UPDATED 19:34 EST / DECEMBER 05 2019

cloudera-800x397 BIG DATA

Cloudera beats earnings expectations and ups guidance, but CEO hunt continues

Big-data firm Cloudera Inc. is keeping up the momentum, posting third-quarter financial results today that surpassed Wall Street’s expectations on earnings and revenue.

The provider of data engineering, data warehousing, machine learning and analytics software for enterprises reported a loss before certain costs such as stock compensation of three cents per share on revenue of $198.3 million. Wall Street had Cloudera down for a wider six-cent loss on revenue of $189.1 million.

Cloudera had further good news for investors with its fourth-quarter guidance, saying it’s now projecting revenue of between $200 million and $203 million for that period, with an adjusted loss in the range of two to four cents a share. That’s better than Wall Street’s forecast too, as analysts had the company down for revenue of $197 million and a loss of five cents per share.

Investors were feeling appreciative, sending Cloudera’s stock up 7% in after-hours trading.

In a statement, Cloudera’s interim chief executive officer, Marty Cole, talked up the “strong reception” by customers and analysts of the company’s new Cloudera Data Platform offering that was announced in September. CDP is made up of entirely open source components and is positioned as one-stop-shop cloud service for organizations that want to perform analytics across hybrid and multicloud environments with enterprise-grade security and governance.

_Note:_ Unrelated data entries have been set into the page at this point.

PR #5453, opened 2024-09-13
fix: style alignments

gabrielogregorio:
## Description

Fixes # .

- [X] On mobile, the alignment of the Camera and period icons was adjusted

Before VS with this PR

Captura de tela de 2024-09-12 22-46-51

Captura de tela de 2024-09-12 22-47-27

## How To Test

in development mode, valid and the styling is correct, on mobile and desktop they should be perfect and without regressions. At first I only changed the camera icon and the text "2024 SEP 12"

- Open http://127.0.0.1:3000/
- Stylizations must be correct

I couldn't think of a better name than `button-action-group-margin-fix`, suggestions?


minniewong:
@gabrielogregorio Thank you for your contribution though this fix overrides our responsive formatting so we cannot merge this PR.

PR #5514, opened 2024-10-17
WV-3375: Update LANCE acronym, remove www from earthdata web address

minniewong:
## Description

Fixes # WV-3375

Update LANCE acronym, remove www from earthdata web address

## How To Test

1. Go to the About page
2. Find the section about LANCE, see that it's been updated to "Earth observation" from "Eo"
3. Check to see links that were www.earthdata.nasa.gov in layer descriptions now work as earthdata.nasa.gov, except for https://www.earthdata.nasa.gov/apt/documents/chlor-a/v1.0 which does not work without www.

@nasa-gibs/worldview


PatchesMaps (approved):

minniewong:
> https://www.earthdata.nasa.gov/apt/documents/chlor-a/v1.0 does seem to work without the www, although it seems to load a slightly different version of the site. I assume this is what you mean by it doesn't work?

All I get is a page that says "loading" when I go to the site without www. I need to check with someone what's is going on with that.

christof-wittreich (approved):

PR #5676, opened 2025-01-31
WV-3459 Charting Release

christof-wittreich:
## Description
This change adds a more clear error message when the chart request fails, and allows charting options to be included in permalinks. It also adds multiple changes based on feedback about the function of the entire mode, including both UI updates and functionality updates.

## How To Test
1. `git checkout wv-3459-charting-error-message`
2. `npm run build`
3. `npm ci`
4. `npm run watch`
5. Open a fresh instance of Worldview
6. Add multiple layers that can be used for charting, such as `OMI_Aerosol_Index` and `MODIS_Combined_Value_Added_AOD`
7. Open the charting interface via the 'Start Charting' button
8. Select which layer is selected for charting, change the dates, select an AOI, and generate a chart
9. Reload the page with the chart still open, and verify that the page re-requests that chart with the same parameters and options automatically on reload
10. Verify that changing the charting options to other options and reloading the page works as well
11. Very that changing the AOI updates the coordinates, and vice versa
12. Verify that charting continues to work correctly


Tomcariello (approved):
To anyone testing, make sure you change features.charting: true in `config\default\common\features.json` prior to building.

We need to strongly consider a progress/status bar, especially with the chart request on permalink. Users are not going to know they need to wait a few seconds unless we make that clear.

minniewong:
Screenshot 2025-03-04 at 5 22 42 PM
This one is probably an outlier that we can address later, but the units are overwhelming :)

minniewong:
We should not allow users to try to make charts in the "wings" as it seems not to work
Screenshot 2025-03-04 at 5 46 53 PM

minniewong:
Screenshot 2025-03-04 at 5 48 45 PM
The text is really far apart from each other for the one day stats.

minniewong:
If you set up a chart query with the full map, [save the URL](http://localhost:3000/?v=-398.3082687323691,-197.6902372000871,260.78839140620875,205.65835270162006&l=Reference_Labels_15m(hidden),Reference_Features_15m(hidden),Coastlines_15m,OMI_Absorbing_Aerosol_Optical_Depth,VIIRS_NOAA21_CorrectedReflectance_TrueColor(hidden),VIIRS_NOAA20_CorrectedReflectance_TrueColor(hidden),VIIRS_SNPP_CorrectedReflectance_TrueColor(hidden),MODIS_Aqua_CorrectedReflectance_TrueColor(hidden),MODIS_Terra_CorrectedReflectance_TrueColor(hidden)&lg=true&cha=true&chl=OMI_Absorbing_Aerosol_Optical_Depth&chc=-179.5,-89.5,179.5,89.5&cht=2025-02-19-T05%3A00%3A00Z&cht2=2025-02-26-T05%3A00%3A00Z&t=2025-02-19-T05%3A00%3A00Z), then open that URL in another window, the bounding box coordinates in the edit coordinates window and on the corners of the bounding box change to some other coordinates. Subsequently, if I click "Generate Chart" here, I get the same chart back as the original chart, but I can't 100% be sure if it's using the correct bounding coordinates. Screenshot 2025-03-05 at 3 36 46 PM

minniewong (approved):

Tomcariello:
I think this PR looks very good! Here is some general feedback of the feature overall.

- You can't pan/zoom with the mouse when in charting mode, possibly due to the coordinate box being open? The Zoom +/- controls work & you can pan/zoom if you collapse the layer list. It feels a bit restrictive to me.
- I think the Alert/Note at the bottom of the chart is lacking context. I am told the # of data points has been reduced from 7460 to 31 but 7460 is meaningless to me. Can we include the period in the values (i.e. 7460 days to 31 days) so it has some context? 
- The charting button being unavailable on page load might be a bit frustrating for users. The button is there but what is it? How can I activate it? What does it do? Perhaps we can have some hover text to nudge users towards selecting a chartable layer?
- If you have multiple chartable layers in the layer list, all the imagery appears on the map which is a bit misleading since we can currently only chart 1 layer at a time. Could we only show the selected layer imagery on the map?

In the future:
- Clicking a point on the chart should take the user to that particular imagery. I ran a chart with Aerosol Index from Sept 2004 - March 2025 & 2007-2008 show a large reduction in the charted mean. Being able to quickly navigate to that imagery might be a nice addition. 
- A walkthrough/tour story to introduce Charting mode would be nice.

Tomcariello (approved):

“Over the last two weeks, we made CDP data center available well ahead of schedule and announced enhancements to our partner program, Cloudera Connect,” Cole said. “In the quarter, our field team continued to ramp its performance, exceeding expectations across a number of dimensions.”

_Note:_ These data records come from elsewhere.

PR #5685, opened 2025-02-05
Feature/add lerc decoder

grallewellyn:
NOTE THAT THIS IS STILL A WIP: I need to add LERC to the endpoints so it doesn't need to be hard coded in but I am not sure what the worldview standard process is for adding a layer
Right now, I am accessing the lerc layers by running Joe's ec2 instance and using localhost, so we need to publish the lerc layers and also add more than 1 day of data 
Once the LERC layer is added to the official endpoints, we can get the snapshot that matches the rest of the snapshots by running `npm run build` which gets the snapshot with a request to https://wvs.earthdata.nasa.gov/api/v1/snapshot
I am keeping the incorrect `web/images/layers/previews/geographic/VIIRS_VNP46A1_LERC_v1.jpg` in this PR as a reminder for now 

I also still need to create tests that the LERC layers are showing up properly 

## Description
Adds the LERC decoder to worldview so that LERC layers are now supported. Some other notes:
- I removed the original difference/ average code for the LERC color decoder https://git.earthdata.nasa.gov/projects/ONEARTH/repos/onearth-data-client/browse/javascript/lerc_ol3_prototype.js#764-809 because it did not appear to be a feature in worldview. This part of `drawTile` was for comparing the average/ difference between 2 layers. The closest feature in worldview was comparison mode which is just displaying 2 layers normally but side by side 
- Using default gray scalar function for original coloring 
```
export function getGreyScalar(val, min, max) {
  const colors = [];
  colors[0] = 255 * ((val - min) / (max - min));
  [colors[1], colors[2]] = [colors[0], colors[0]];
  return colors;
}
```
We agreed this was okay in a meeting 2/4/2025
- When the filter is on for `drawTile` (which is the case if the user altered the layer thresholds), then don’t show values above or below the current threshold 
- For setting the no data value, I didn’t want to alter the disabled key in the palette object because that would affect other layers, so I added a new tag- noDataValue. I did not see anything for schema for the palette, so it seems okay to add a new key to palette objects. Also, worldview during the build stage breaks the colormaps up if there is a transparent/ noDataValue, so I took this into account 
- I could have extracted out setting the lerc tileLoadFunction, but I think keeping it in createLayerWMTS is best for right now because we only support LERC with WMTS at the moment 
- I know the 2 if statements checking if the layer is a lerc layer and then doing a different action (not setting the tileClass and setting the tileLoadFunction) are not the prettiest, but I spent quite a bit of time trying to get around them and could not figure it out. Maybe another worldview developer could give suggestions or we can create a new ticket for it. I think there should be a better way to set a custom tileLoadFunction for other use cases and this would entail having this custom tile load function properly called when the palette changes (the reason I can’t set the tileClass for LERC layers is because the LERC til loader is not called when the palette is changed so the LERC layer will not display properly) 
- I know passing the state object to tileLoader isn’t ideal, but we need to be able to get the resolution, palette, and legend from the state in the LERC tileloader

Fixes [VISLABS-195](https://bugs.earthdata.nasa.gov/browse/VISLABS-195)

- Adding LERC layers to worldview 

[If this is a relatively large or complex change, start a discussion by explaining why you chose the solution you did and what alternatives you considered, etc...]
Potential discussion topics in bullets above 

## How To Test

[Provide whatever information a reviewer might need to know in order to verify that the changes made in this PR are working as expected. If there are special build steps that need to be taken in order to get these changes to run (building while on a separate branch, running `npm ci`, etc) include them here.]

- For bugfixes: What steps need to be taken in the UI to verify the bug is fixed?
- For enhancements and features: What is the expected functionality being added/modified? How can a reviewer verify this?

Can now open VIIRS Nighttime Imagery LERC layer to the map and view it. This LERC layer should have all functionality like changing the palette, min/max values, and opacity. All other layers and behavior should function the same 

1. Open with these URL parameters: http://localhost:3000/?lg=true&t=2022-07-01-T18%3A36%3A48Z
2. Add layers
3. Add the VIIRS lerc layer by searching it 
4. Verify expected result

I verified that I could delete my local copy of worldview and rebuild/ run 

## PR Submission Checklist

## Merging

@nasa-gibs/worldview


config/default/common/config/wv.json/layerOrder.json
```diff
@@ -56,6 +56,7 @@
 		"VIIRS_NOAA21_CorrectedReflectance_TrueColor",
 		"VIIRS_NOAA21_CorrectedReflectance_BandsM3-I3-M11",
 		"VIIRS_NOAA21_CorrectedReflectance_BandsM11-I2-I1",
+		"VIIRS_VNP46A1_LERC_v1",
```
jtroberts, line 59: We should rename this layer to maybe VIIRS_SNPP_DayNightBand_LERC.

grallewellyn: I agree and I will change once we ingest more data under that ID since the ID here is used for the imagery requests

PR #5783, opened 2025-03-28
Block lightning layer from Charting

christof-wittreich:
## Description
This change blocks the `LIS_Very_High_Resolution_Lightning_Daily_Climatology_LIS_Mean_Flash_Rate` layer from being charted.

## How To Test
1. `git checkout charting-block-lightning-layer`
2. `npm ci`
3. `npm run build`
4. `npm run watch`
5. Open a new instance of WV.
6. Add `LIS_Very_High_Resolution_Lightning_Daily_Climatology_LIS_Mean_Flash_Rate`, then verify that the Charting button is still greyed-out.
7. Add a second layer that is actually chartable, then enter Charting mode and verify that `LIS_Very_High_Resolution_Lightning_Daily_Climatology_LIS_Mean_Flash_Rate` is not visible in Charting mode as a valid layer to chart.

### DIFF
--- a/config/default/common/config/wv.json/layers/trmm/LIS_Very_High_Resolution_Lightning_Daily_Climatology_LIS_Mean_Flash_Rate.json
+++ b/config/default/common/config/wv.json/layers/trmm/LIS_Very_High_Resolution_Lightning_Daily_Climatology_LIS_Mean_Flash_Rate.json
@@ -6,7 +6,8 @@
       "tags": "",
       "group": "overlays",
       "layergroup": "Lightning",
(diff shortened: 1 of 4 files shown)


minniewong (approved):

Tomcariello (approved):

These are certainly interesting times for Cloudera, which is still looking for a replacement for former CEO Tom Reilly, who left the company in the summer. Reilly’s departure came before it was revealed that activist investor Carl Icahn had taken a 18.4% stake in the firm. It’s not clear if Icahn was responsible for Reilly leaving, but the investor has a reputation for forcing leadership and organizational changes at the companies he invests in to try to unlock greater value for shareholders.

Icahn has since negotiated a standstill agreement with Cloudera that saw two of his nominees join the company’s board of directors.

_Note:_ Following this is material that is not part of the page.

PR #480, opened 2023-11-10
Fix Overview.md inconsistencies

dylanahsmith:
A couple of the inconsistencies were due to changes in the dependent function-references proposal:
* `optref` seems to have been changed to `ref null` at some point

Analyst Charles King of Pund-IT Inc. said Cloudera’s performance this quarter and its optimistic guidance was likely to have put a smile on both Icahn’s and its other investors’ faces.

“Cloudera’s board has a good job of running things while searching for a new chief executive,” King said. “Plus, the company inked some valuable new deals, including a partnership with Microsoft to develop a Hadoop analytics service for Azure. Overall, 2019 is ending more sweetly for Cloudera than many would have forecast a few months ago.”

Constellation Research Inc. analyst Holger Mueller said today’s results demonstrate the resilience of Cloudera during these uncertain times, but he noted that the company has yet to show the breakthroughs that were hoped for when it merged with its main rival, Hortonworks Inc.

“First order must be to find a new CEO that can lead the newly merged entity back to 30% growth with innovative offerings,” Mueller said. “In the meantime, growth in the teens is better than nothing. The longer it takes for Cloudera to get going, the harder it will be to get the attention of enterprises.”

DocuSign, Zuora, Zoom top Wall Street forecasts

Thursday was a busy day on Wall Street as several other technology firms also reported strong financial results. E-signature software company DocuSign Inc., for example, topped expectations, posting third-quarter earnings of 11 cents per share on revenue of $249.5 million, up 40% from a year ago. Wall Street had forecast earnings of just three cents per share on revenue of $239.86 million.

DocuSign CEO Dan Springer said the company is continuing to expand its Agreement Cloud products and seeing good traction with customers. DocuSign’s stock rose almost 9% in after-hours trading.

Another company that did better than expected was cloud-based subscription management firm Zuora Inc. For the third quarter, Zuora posted a loss before certain costs such as stock compensation of six cents per share on revenue of $71.8 million, up 17% year-over-year. Wall Street was expecting a bigger loss of nine cents a share on revenue of $70.4 million. Shares of Zuora were up slightly after-hours.

Videoconferencing software company Zoom Video Communications Inc. also beat Wall Street’s expectations, posting third-quarter earnings of nine cents per share on revenue of $166.6 million, up 85% year-over-year. Notably, though, the company’s revenue growth was slower than in previous quarters, which may explain why Zoom’s stock fell 8% in the after-hours trading session.